───── Source information

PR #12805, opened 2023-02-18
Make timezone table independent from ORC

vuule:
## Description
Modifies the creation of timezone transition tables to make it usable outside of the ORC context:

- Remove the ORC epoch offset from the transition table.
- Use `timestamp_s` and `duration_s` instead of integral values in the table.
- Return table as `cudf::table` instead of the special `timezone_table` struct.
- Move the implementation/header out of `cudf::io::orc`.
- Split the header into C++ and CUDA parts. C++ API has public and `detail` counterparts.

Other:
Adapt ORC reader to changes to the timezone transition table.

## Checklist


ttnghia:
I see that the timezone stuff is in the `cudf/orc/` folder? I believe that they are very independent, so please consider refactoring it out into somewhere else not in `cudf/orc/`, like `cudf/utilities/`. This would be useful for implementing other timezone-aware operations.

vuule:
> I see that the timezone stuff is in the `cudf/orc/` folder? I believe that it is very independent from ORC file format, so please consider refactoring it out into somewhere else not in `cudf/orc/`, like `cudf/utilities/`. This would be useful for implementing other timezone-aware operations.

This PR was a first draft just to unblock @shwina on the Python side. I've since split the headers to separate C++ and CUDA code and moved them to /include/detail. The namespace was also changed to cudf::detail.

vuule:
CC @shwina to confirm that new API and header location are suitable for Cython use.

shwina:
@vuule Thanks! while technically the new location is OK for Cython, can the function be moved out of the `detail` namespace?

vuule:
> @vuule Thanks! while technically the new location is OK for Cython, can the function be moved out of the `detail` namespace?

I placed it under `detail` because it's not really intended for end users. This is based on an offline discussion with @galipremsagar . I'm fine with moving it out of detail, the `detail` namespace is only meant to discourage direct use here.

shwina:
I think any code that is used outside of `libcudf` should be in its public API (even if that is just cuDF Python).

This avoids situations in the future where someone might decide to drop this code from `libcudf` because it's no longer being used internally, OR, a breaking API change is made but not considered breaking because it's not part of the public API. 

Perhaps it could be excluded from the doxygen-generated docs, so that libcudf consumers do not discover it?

──────────
───── Source information

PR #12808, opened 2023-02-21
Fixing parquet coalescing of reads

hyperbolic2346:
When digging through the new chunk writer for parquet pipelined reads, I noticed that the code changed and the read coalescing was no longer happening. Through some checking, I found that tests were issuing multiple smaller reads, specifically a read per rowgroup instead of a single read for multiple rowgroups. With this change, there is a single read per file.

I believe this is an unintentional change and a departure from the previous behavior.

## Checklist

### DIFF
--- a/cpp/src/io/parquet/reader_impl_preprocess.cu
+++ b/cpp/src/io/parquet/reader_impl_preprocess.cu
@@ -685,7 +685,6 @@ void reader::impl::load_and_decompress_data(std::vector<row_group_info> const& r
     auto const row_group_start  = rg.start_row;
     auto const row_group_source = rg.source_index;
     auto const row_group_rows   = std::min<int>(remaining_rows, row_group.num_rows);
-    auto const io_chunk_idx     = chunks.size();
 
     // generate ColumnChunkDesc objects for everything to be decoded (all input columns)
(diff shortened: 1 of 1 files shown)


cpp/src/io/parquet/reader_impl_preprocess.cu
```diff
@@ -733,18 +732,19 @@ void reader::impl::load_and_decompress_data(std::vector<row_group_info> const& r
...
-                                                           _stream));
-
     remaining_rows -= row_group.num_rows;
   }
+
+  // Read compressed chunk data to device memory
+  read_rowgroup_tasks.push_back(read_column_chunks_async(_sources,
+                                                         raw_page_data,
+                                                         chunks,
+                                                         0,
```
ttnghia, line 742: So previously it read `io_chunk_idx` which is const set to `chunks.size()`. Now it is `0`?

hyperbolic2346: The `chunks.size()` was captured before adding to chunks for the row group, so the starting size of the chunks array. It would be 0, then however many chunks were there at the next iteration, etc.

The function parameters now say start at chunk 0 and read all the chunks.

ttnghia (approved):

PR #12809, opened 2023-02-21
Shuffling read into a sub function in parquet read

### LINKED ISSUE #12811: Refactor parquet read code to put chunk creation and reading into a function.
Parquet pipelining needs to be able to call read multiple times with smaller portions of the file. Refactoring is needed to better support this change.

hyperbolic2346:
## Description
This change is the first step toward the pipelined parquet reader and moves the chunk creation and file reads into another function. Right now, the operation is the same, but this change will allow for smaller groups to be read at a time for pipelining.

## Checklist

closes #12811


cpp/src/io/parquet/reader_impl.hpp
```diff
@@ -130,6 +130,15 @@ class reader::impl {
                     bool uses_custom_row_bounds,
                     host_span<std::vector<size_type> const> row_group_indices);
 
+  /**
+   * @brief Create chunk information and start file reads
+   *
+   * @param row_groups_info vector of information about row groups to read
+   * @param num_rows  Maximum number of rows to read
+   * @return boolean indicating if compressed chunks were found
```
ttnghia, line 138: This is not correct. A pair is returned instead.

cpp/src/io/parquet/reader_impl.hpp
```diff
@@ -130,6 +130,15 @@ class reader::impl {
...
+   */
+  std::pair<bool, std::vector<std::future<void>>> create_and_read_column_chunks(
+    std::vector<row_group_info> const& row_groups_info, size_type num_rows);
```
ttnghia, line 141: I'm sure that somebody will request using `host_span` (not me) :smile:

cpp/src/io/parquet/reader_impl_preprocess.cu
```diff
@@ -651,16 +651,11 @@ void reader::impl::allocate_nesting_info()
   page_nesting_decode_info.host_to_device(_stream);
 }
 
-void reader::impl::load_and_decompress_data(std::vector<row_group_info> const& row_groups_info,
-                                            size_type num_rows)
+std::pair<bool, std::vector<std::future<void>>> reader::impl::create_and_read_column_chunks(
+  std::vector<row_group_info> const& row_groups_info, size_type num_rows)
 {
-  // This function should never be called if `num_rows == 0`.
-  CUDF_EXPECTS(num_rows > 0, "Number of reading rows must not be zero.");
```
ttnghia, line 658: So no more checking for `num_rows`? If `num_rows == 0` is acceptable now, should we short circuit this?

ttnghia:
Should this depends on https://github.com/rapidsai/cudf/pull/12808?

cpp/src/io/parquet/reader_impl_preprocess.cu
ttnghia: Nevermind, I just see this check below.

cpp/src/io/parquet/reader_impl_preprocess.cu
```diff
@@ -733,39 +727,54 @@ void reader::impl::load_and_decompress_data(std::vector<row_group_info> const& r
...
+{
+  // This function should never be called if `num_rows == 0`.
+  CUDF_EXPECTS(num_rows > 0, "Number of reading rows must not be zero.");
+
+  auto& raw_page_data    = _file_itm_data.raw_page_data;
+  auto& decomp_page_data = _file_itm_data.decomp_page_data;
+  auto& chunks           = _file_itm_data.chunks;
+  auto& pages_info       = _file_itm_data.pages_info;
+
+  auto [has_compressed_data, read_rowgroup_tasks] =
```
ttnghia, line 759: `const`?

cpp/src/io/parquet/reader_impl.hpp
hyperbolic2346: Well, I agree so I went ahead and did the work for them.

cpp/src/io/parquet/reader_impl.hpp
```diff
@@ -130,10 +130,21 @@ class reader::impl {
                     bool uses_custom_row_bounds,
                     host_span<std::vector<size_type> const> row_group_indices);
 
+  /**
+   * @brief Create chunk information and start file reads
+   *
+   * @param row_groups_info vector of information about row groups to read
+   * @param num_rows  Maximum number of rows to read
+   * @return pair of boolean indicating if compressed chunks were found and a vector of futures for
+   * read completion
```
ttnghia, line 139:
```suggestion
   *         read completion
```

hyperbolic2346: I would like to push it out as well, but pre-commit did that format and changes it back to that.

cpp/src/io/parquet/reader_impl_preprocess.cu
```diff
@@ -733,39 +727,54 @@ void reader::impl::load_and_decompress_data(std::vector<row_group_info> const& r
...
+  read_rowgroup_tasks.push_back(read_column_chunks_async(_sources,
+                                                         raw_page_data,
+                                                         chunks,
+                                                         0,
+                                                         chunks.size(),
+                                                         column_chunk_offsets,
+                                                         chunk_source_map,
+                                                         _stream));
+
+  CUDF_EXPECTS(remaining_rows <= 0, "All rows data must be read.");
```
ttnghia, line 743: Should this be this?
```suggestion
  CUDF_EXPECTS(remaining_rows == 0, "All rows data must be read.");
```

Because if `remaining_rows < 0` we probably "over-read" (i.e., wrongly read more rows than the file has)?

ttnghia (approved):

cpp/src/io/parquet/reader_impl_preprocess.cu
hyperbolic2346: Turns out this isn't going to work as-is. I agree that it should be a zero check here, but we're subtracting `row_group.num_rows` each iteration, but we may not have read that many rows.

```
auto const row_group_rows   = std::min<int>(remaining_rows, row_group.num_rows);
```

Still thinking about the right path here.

──────────

§ **Activity**: Go through the entries above and count the lines with the word "Cython", then give only that number.

§ **Result**: 3